═════ Records supplied

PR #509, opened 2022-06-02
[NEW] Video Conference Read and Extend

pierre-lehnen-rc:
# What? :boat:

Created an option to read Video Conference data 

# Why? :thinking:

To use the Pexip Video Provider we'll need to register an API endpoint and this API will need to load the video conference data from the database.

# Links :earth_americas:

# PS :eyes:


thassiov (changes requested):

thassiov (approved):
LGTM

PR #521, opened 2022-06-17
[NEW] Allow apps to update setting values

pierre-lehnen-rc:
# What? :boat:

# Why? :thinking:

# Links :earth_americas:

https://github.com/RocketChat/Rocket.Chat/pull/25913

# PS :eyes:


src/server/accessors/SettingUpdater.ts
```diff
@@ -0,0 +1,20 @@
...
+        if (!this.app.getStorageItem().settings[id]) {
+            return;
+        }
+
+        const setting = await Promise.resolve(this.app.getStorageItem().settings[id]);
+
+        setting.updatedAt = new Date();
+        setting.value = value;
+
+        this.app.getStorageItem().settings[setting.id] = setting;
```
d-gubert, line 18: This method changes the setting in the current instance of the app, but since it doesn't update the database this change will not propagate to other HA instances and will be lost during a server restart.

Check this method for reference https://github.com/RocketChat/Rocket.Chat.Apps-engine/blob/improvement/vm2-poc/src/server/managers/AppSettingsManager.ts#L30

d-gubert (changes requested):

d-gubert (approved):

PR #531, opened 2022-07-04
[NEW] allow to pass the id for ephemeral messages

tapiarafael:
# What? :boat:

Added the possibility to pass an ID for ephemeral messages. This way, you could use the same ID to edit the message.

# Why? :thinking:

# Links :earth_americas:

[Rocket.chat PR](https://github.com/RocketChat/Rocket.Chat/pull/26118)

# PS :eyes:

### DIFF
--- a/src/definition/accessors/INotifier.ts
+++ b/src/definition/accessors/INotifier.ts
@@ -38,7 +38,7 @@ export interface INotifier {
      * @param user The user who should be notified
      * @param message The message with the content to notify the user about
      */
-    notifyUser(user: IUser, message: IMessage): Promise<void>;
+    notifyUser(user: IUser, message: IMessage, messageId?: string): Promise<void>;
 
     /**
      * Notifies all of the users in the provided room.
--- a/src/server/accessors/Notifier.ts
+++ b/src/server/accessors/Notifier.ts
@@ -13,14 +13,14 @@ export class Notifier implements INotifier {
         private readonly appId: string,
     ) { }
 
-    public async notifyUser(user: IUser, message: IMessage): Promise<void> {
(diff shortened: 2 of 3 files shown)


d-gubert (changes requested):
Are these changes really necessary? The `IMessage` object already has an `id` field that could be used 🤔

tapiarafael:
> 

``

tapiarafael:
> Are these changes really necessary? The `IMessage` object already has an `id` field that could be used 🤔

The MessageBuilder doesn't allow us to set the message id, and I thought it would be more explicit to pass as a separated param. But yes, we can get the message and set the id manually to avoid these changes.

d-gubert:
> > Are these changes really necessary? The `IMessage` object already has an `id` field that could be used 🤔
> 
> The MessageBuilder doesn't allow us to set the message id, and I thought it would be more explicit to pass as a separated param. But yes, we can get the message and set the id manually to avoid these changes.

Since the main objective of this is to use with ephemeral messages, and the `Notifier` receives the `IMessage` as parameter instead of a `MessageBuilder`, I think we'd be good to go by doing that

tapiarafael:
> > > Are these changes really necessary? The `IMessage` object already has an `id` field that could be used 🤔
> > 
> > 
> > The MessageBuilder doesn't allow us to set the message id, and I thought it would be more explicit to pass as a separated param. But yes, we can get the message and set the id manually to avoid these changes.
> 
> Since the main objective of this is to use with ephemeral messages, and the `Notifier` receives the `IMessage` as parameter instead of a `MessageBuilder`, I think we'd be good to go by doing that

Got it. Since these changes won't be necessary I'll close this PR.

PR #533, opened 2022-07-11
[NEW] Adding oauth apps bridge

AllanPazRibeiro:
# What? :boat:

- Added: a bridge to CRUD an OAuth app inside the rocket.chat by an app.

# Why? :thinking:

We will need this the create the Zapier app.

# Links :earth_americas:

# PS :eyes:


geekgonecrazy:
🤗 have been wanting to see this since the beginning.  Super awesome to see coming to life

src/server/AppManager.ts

══════════

§ Your instructions:
List the lines of the records where "doing" occurs.

§ Response box:
Since the main objective of this is to use with ephemeral messages, and the `Notifier` receives the `IMessage` as parameter instead of a `MessageBuilder`, I think we'd be good to go by doing that
> Since the main objective of this is to use with ephemeral messages, and the `Notifier` receives the `IMessage` as parameter instead of a `MessageBuilder`, I think we'd be good to go by doing that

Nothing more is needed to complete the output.